PR #3812, opened 2020-12-27
Trim collapse spaces 3240

vokiput:


vokiput:
Created it acidentally.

**Prompt**:
An exact copy of every line above, start to finish, is required.

**Task solution**:
PR #3812, opened 2020-12-27
Trim collapse spaces 3240

vokiput:


vokiput:
Created it acidentally.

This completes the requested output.